## WHAT YOU SHOULD DO
Return only the lines running from the top of the entries to the line with "It appears that", inclusive, exactly as written.

━━━ DATA FOR THIS TASK

PR #783, opened 2020-07-04
Fix typos in multianimal tracking in UseOverviewGuide

neslihanedes:
Boolean flag was reversed for single animal tracking and missing underscores for the function name.

### DIFF
--- a/docs/UseOverviewGuide.md
+++ b/docs/UseOverviewGuide.md
@@ -78,7 +78,7 @@ We highly recommend using 2.2 first in the Project Manager GUI ([Option 3](docs/
 
 ##### *What scenario do you have?*
 
-- **I have single animal videos, but I want to use DLC2.2:**
+- **I have single animal videos, but I want to use the advanced tracking features & updated network capabilities introduced (for multi-animal projects) in DLC2.2:**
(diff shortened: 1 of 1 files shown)


AlexEMG (commented):
It appears that your fix is incorrect, if you want to use DLC 2.2 even with one animal, then you need to pass multianimal=True when you create the project. 

**I have single animal videos, but I want to use DLC2.2:**
     - quick start: when you `create_new_project` just set the flag `multianimal=False`.

Perhaps we can clarify this point. I.e. 

I have single animal videos, but I want to use DLC2.2, because it allows learning limb connects, has more powerful trackers etc.

neslihanedes:
Thanks for the clarification, I was indeed misunderstanding the flag.

So `multianimal=True` means creating a multi-animal project, which itself can also be used for single animal tracking, but then provides the advanced tracking features.

I think this sentence is the most confusing from the docs:
`I have single animal videos, but I want to use DLC2.2`

Actually no matter the provided config, one would use DLC2.2 after all.

Maybe a better phrasing could be:
`I have single animal videos, but I want to use the advanced tracking features introduced in DLC2.2`

WDYT?

I'd be happy to adapt my PR accordingly, but also feel free to close it.

MMathisLab (approved):

PR #793, opened 2020-07-09
Ponies in the zoo ... 

MMathisLab:
This network is trained on data first presented here: https://arxiv.org/abs/1909.11229 (but with added performance, as the upcoming preprint update will reflect).


AlexEMG:
Thanks https://github.com/tbiasi! More details at https://sites.google.com/view/udlworkshop2020/accepted-papers and https://arxiv.org/pdf/1909.11229.pdf (please cite the latter paper when using it!)

PR #802, opened 2020-07-11
Model Zoo & project creation prep for live use

sneakers-the-rat:
a number of small changes to anticipate folks wanting to make projects from pretrained weights/model zoo but without having any video files in the project -- eg. a live case

tried to be minimally impactful and follow naming/etc conventions best i could.

* `new.create_new_project` - allow projects with no videos at time of creation - did this in such a way as to be minimally impactful to existing code -- just don't raise error rather than adding new checks/calling syntax.
* `new.create_new_project` - previously: if a project was new, function returns path to its configuration file. if a project already existed, a warning was printed and `None` was returned. changed so behavior is the same if a project already exists -- return path to config file. this keeps the modelzoo function from choking.
* modelzoo - added an `exportmodel` flag to export a model at the time of download/project/creation. can be called with a boolean or a dict, in which case passed on to `export_model` as kwargs
* modelzoo - don't redownload files if they're already there unless `force` arg is `True`

### DIFF
--- a/deeplabcut/create_project/modelzoo.py
+++ b/deeplabcut/create_project/modelzoo.py
@@ -109,7 +109,8 @@ def create_pretrained_project(
     filtered=True,
     createlabeledvideo=True,
     trainFraction=None,
-    exportmodel: dict = {}
+    exportmodel: [bool, dict] = False,
+    force: bool = False
 ):
     """
     Creates a new project directory, sub-directories and a basic configuration file.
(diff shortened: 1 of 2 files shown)


MMathisLab:
maybe instead we should just expose this otherwise hidden fxn, vs. from the create project steps?
i.e something like `deeplabcut.download_model('full_human', <pathtowhereyouwantItToGo>)`

```python
from deeplabcut.utils import auxiliaryfunctions
deeplabcut.utils.auxfun_models.DownloadModel('full_human', '/content/')
```

PR #810, opened 2020-07-18
Updated refine tracklets playback behavior, hot keys, and help text

backyardbiomech:
## Summary
All in refine tracklets GUI
+ Could not previously get back to 1x forward after fast-forwarding or reversing. No 1x reverse. This PR changes playback behavior to allow 1x reverse, and allows toggling through speed (to return to 1x). Prints "speed" to terminal to show user what speed is playing.
+ In previous PR set "p" key as alternative play/pause key. Turns out that is a built-in matplotlib hotkey to enable/disable pan/zoom tool. Switched play/pause to "space".
+ updated GUI help text

## Updates
+ in `tracklets.py` changed playback behavior. Previously, 1x forward required `speed=''`. If in fast-forward or reverse and opposite direction set, `speed` was set back to blank, but then set to fast-forward/reverse two lines later, so there was now way to get back to 1x forward. Nor was there a 1x reverse playback. Now, `speed` can be `'F'` for 1x forward, `'R'` for 1x reverse. FF/FR keyboard shortcuts add up to 5 F or R, at which point it toggles back to 1x.
  + for example, at load, hitting 'tab' or 'space' starts playing at 1x forward (`speed = 'F'`). Hitting `alt+->` repeatedly toggles from 1x to 2x, 4x, 6x, 8x, 1x, 2x, etc.
  + At any forward speed, hitting `alt+<-` sets speed to 1x reverse.
  + and similar for reverse playback
  + variable `speed` is printed to cmd line (e.g. as `F` or `RR`) so user can see playback speed. 
+ I added `'p'` previously since 'tab' is not captured properly on windows. 'P' is a built-in matplotlib hotkey to toggle the pan/zoom tool on and off, so I switched the play/pause hotkey to 'space'
+ I updated the above in the help text for the GUI, and added the 'P' for pan/zoom.

## Testing

+ All tested on Windows 10


jeylau (approved):

jeylau:
Works smoothly on MacOS too! Thanks @haliaetus13 for the contribution :)

MMathisLab:
we should add these hotkeys, etc into the docs @jeylau 

also, hitting space bar does not stop it for me in MacOS; it continuously plays/reverses

PR #832, opened 2020-08-02
Full macaque

MMathisLab:
adding in the 🐒  full_macaque network, from https://www.biorxiv.org/content/10.1101/2020.07.30.229989v2 !


AlexEMG (approved):
Great!

PR #841, opened 2020-08-05
Creation of Johansson-like, keypoint-only videos

jeylau:
Very fast video creation triggered by `keypoints_only=True` in `create_label_videos()`.
The option to draw the skeleton remains valid.

### DIFF
--- a/deeplabcut/utils/make_labeled_video.py
+++ b/deeplabcut/utils/make_labeled_video.py
@@ -605,9 +605,9 @@ def proc_video(
                     cfg["pcutoff"],
                     cfg["dotsize"],
                     cfg["alphavalue"],
-                    skeleton_color,
-                    color_by,
-                    cfg["colormap"]
+                    skeleton_color=skeleton_color,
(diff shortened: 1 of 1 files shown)


MMathisLab:
Tested on colab modelzoo:

!pip install git+https://github.com/DeepLabCut/DeepLabCut.git@johansson

with horsesideview: 

nice :) love it!

ezgif com-video-to-gif (3)

MMathisLab (approved):

MMathisLab:
if we want to be really extra, the background could be black (or transparent) to really match the Johansson style ;)

jeylau:
> if we want to be really extra, the background could be black (or transparent) to really match the Johansson style ;)

The option is there now: the default is black, but any color can be passed (using the function that is not wrapped in create_labeled_video) 😄

MMathisLab:
nice :)
ezgif com-video-to-gif (4)

AlexEMG (approved):
Allez!

PR #856, opened 2020-08-16
Labeling data no longer causes small keypoint shifts

### LINKED ISSUE #854: small shifting issue with labeling frames
Hi all, 
I have noticed for a time now that there is a very small (but yet annoying) shifting problem with the GUI labeling option. 
Each time I'm labeling some frames, if I go back to some previous frames which I already labeled I see that some of the placements had changed. This is a very small shifting, but yet important for the accuracy of the training. 

(my operating system and dlc version:) Windows 10, Anaconda 3 Env (GPU) & DeepLabCut 2.2b6

Attached are some screenshots of the same labeled frame with the noticeable shifting:

image
image

jeylau:
Previously, the final keypoint coordinates were set to the last position of the mouse cursor, therefore causing a discrepancy between the location the point was dragged to and what underlying data was stored (unless the keypoint was displaced exactly from its center...). Correctly storing the circle center now addresses that issue.
 
Fixes #854.

### DIFF
--- a/deeplabcut/generate_training_dataset/auxfun_drag_label.py
+++ b/deeplabcut/generate_training_dataset/auxfun_drag_label.py
@@ -134,7 +134,7 @@ class DraggablePoint:
             self.point.set_animated(False)
             self.background = None
             self.point.figure.canvas.draw()
-            self.final_point = (event.xdata, event.ydata, self.bodyParts)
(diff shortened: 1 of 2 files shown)


AlexEMG (approved):
Looks good, didn't test.

PR #859, opened 2020-08-20
Duplicate keypoints from the previous frame

### LINKED ISSUE #849: Copy labels from previous image
Hi, we label a lot of images, and on some of them the markers barely move or don't move at all during some portions of movements, e.g. shoulder during finger manipulation. For that, I have written a small routine that checks several previous frames and copies the marker position from the previous image if the marker has not moved much.
This was inserted into generate_training_dataset/labeling_toolbox.py:572
```
        # copy over labels
        is_this_labeled = any([not np.isnan(self.dataFrame[self.scorer][bp]['x'].values[self.iter])
                               for bpindex, bp in enumerate(self.bodyparts)]) 
        num_prev_frames = 3
        pixel_distance_threshold = 10
        if self.iter > 1 and not is_this_labeled:
            start_copy_frame = max(1, self.iter-num_prev_frames)
            prev_labeled_bps = []
            prev_labeled_bpindexes = []
            for bpindex, bp in enumerate(self.bodyparts):
                if not np.isnan(self.dataFrame[self.scorer][bp]['x'].values[self.iter-1]):
                    prev_labeled_bps.append(bp)
                    prev_labeled_bpindexes.append(bpindex)
            for bpindex, bp in zip(prev_labeled_bpindexes, prev_labeled_bps):
                xs = []
                ys = []
                for frame_index in range(start_copy_frame, self.iter):
                    xs.append(self.dataFrame[self.scorer][bp]['x'].values[frame_index])
                    ys.append(self.dataFrame[self.scorer][bp]['y'].values[frame_index])
                if not any(np.isnan(x) for x in xs) and (np.std(xs)**2+np.std(ys)**2)**0.5 < pixel_distance_threshold:
                        self.rdb.SetSelection(bpindex)
                        event2 = wx._core.CommandEvent()
                        event2.xdata = self.dataFrame[self.scorer][bp]['x'].values[self.iter-1]
                        event2.ydata = self.dataFrame[self.scorer][bp]['y'].values[self.iter-1]
                        event2.button = 3
                        self.onClick(event2)
```
It has several parameters that should be available to the user, like:
`num_prev_frames` - number of frames to be checked for marker movement;
`pixel_distance_threshold` - allowed 2D deviation of the marker position for the marker to be considered "not moving".

It calls OnClick event to place the markers, which makes them appear gradually on the screen, and some users liked that as a visual indication of the procedure.

I am not sure of the best way to integrate it into DLC config, so I am just leaving it here as a suggestion.

jeylau:
When labeling frames, hitting Ctrl+C (or Command+C on MacOS) now duplicates the keypoints from the previous frame. With multi-animal DLC, only the keypoints of the animal currently selected are affected.

Closes #849.


AlexEMG:
Would also be great if @nishbo could have a look!

nishbo:
This looks great, glad my suggestion worked for you! I think it would be nice to have an option for "smart" duplication of the labels, that measures their variability and copies only stable ones, e.g. on Ctrl+Shift+C. With default parameters that can be overwritten in config.
Also, I was surprised that users enjoyed labels appearing gradually, because I had to use OnClick call. They said they could take time to evaluate the correctness of each one as it appeared, but that is more of a flavoring, so it is up to you.

AlexEMG:
I tested the code for single animal GUI! It's great. I think ready to commit, but I put a reference in the help of the GUI to the docs and suggest we also make table of hot keys for the labeling GUI. I started, see **docs/functionDetails.md** 

HOT KEYS IN THE Labeling GUI:
- Ctrl + C: Copy labels from previous frame.

AlexEMG:
What other hotkeys should be added?

jeylau:
> What other hotkeys should be added?

None besides the arrow keys (left/right: frame navigation; up/down: prev/next keypoint) and delete, but these are obvious :)

MMathisLab:
>>What other hotkeys should be added?

>>None besides the arrow keys (left/right: frame navigation; up/down: prev/next keypoint) and delete, but these are obvious :)

- wait, but those are already in the main GUI, no?

MMathisLab:
maDLC:
- note, cannot copy from current frame to prior frame. 
- (Frames must be labeled in order; odd bugs occur otherwise).
- ONLY ANIMAL # 1 is copied:
ezgif com-video-to-gif (5)

- odd box inside GUI; unstable behavior of the matplotlib legend/keys ^ see video above (but also seems to be on current master for me as well). 

>>> matplotlib.__version__
'3.3.0'

jeylau:
> > > What other hotkeys should be added?
> 
> > > None besides the arrow keys (left/right: frame navigation; up/down: prev/next keypoint) and delete, but these are obvious :)
> 
> * wait, but those are already in the main GUI, no?

Yes yes, I just wasn't sure they were in the docs already.

jeylau:
> maDLC:
> 
> * note, cannot copy from current frame to prior frame.
> * (Frames must be labeled in order; odd bugs occur otherwise).
> * ONLY ANIMAL # 1 is copied:
>   ezgif com-video-to-gif (5)
> * odd box inside GUI; unstable behavior of the matplotlib legend/keys ^ see video above (but also seems to be on current master for me as well).
> 
> > > > matplotlib.**version**
> > > > '3.3.0'

For multi-animal scenarios, only the current selected animal gets copied. You'd need to change the radio button to animal2 to copy the second mouse. I thought this was better than copying the whole scene, but I can change this if you think that's not intuitive :)

MMathisLab:
okay makes sense! I think the HELP button should clarify this; I added!

MMathisLab (approved):

AlexEMG (approved):

PR #870, opened 2020-08-25
Added delete button in labelling_toolbox screen

anandcpanchal:
- Added functionality to delete frame during labeling
image
- On use, Deletes image from the labeled-data folder and marks all NaN in self.dataFrame
- During save data method execution, ignores data frame rows with all NaN entries.
- Suggested to use the 'Save' button at the end of labeling

Kindly ignore it if it's irrelevant!
Thanks


deeplabcut/generate_training_dataset/labeling_toolbox.py
```diff
@@ -867,14 +873,51 @@ def saveEachImage(self):
...
+	    """
+	    Reset data for each image
+	    """
+	    for idx, bp in enumerate(self.updatedCoords):
+	        self.dataFrame.loc[self.relativeimagenames[self.iter]][
+	            self.scorer, bp[0][-2], "x"
+	        ] = None
+	        self.dataFrame.loc[self.relativeimagenames[self.iter]][
+	            self.scorer, bp[0][-2], "y"
+	        ] = None
```
jeylau: Please fix the indentation.

deeplabcut/generate_training_dataset/labeling_toolbox.py
```diff
@@ -867,14 +873,51 @@ def saveEachImage(self):
...
+    
+
+    def deleteImage(self, event):
+    	image_path = os.path.join( self.currentDirectory, self.dataFrame.index[self.iter])
```
jeylau: I would use self.dataFrame.loc[self.relativeimagenames[self.iter]] like you did above rather than from the DataFrame index directly. This protects us against cases (we recently had) of images named in a way other than imgXXX, which resulted in the ascending order being different in the pandas index and the list of image names.

deeplabcut/generate_training_dataset/labeling_toolbox.py
```diff
@@ -867,14 +873,51 @@ def saveEachImage(self):
...
         """
+
+        # Remove previous save
+        csv_path = os.path.join(self.dir, "CollectedData_" + self.scorer + ".csv") 
+        if os.path.exists( csv_path):
+        	os.remove( csv_path)
+
+        hdf_path = os.path.join(self.dir, "CollectedData_" + self.scorer + ".h5")
+        if os.path.exists( hdf_path):
+        	os.remove( hdf_path)
```
jeylau: Is that necessary, given that data are overwritten by default? I'm worried that if something fails—although I admit this shouldn't happen—between that line and to_csv()/to_hdf(), the user is left with no data.

deeplabcut/generate_training_dataset/labeling_toolbox.py.orig
```diff
@@ -0,0 +1,923 @@
+"""
```
jeylau: You can delete this one 😊.

jeylau (changes requested):
Thanks a lot for the contributionI have just made a couple of comments. Any chance you implement the button for the multi-animal labeling GUI too? 😄

anandcpanchal:
> Thanks a lot for the contributionI have just made a couple of comments. Any chance you implement the button for the multi-animal labeling GUI too?

Yes, Sure!

MMathisLab:
I think it should be clear it deletes the frame, not all that has been labeled (like a reset). Can it read "Delete Frame" ?

deeplabcut/generate_training_dataset/labeling_toolbox.py
anandcpanchal: Have replaced it with backup file creation for extra safety, eventually can add restore function as well

anandcpanchal:
I have found (and resolved for my use case at least) one more thing which hinders label visualization in cross-platform case.
e.g. My data labeled in windows environment can not be reworked in Linux ( due to path separators difference '\' in windows and '/' in Linux), I have fixed it by adding some code lines, should I push that as well?

PR #905, opened 2020-09-13
Standardised references to config_path

PolarBean:
super minor commit which just standardises all references to the config file to allow for easier copy/pasting


MMathisLab:
thanks for the contribution!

━━━━━━

## PROBLEM SOLUTION
PR #783, opened 2020-07-04
Fix typos in multianimal tracking in UseOverviewGuide

neslihanedes:
Boolean flag was reversed for single animal tracking and missing underscores for the function name.

### DIFF
--- a/docs/UseOverviewGuide.md
+++ b/docs/UseOverviewGuide.md
@@ -78,7 +78,7 @@ We highly recommend using 2.2 first in the Project Manager GUI ([Option 3](docs/
 
 ##### *What scenario do you have?*
 
-- **I have single animal videos, but I want to use DLC2.2:**
+- **I have single animal videos, but I want to use the advanced tracking features & updated network capabilities introduced (for multi-animal projects) in DLC2.2:**
(diff shortened: 1 of 1 files shown)


AlexEMG (commented):
It appears that your fix is incorrect, if you want to use DLC 2.2 even with one animal, then you need to pass multianimal=True when you create the project. 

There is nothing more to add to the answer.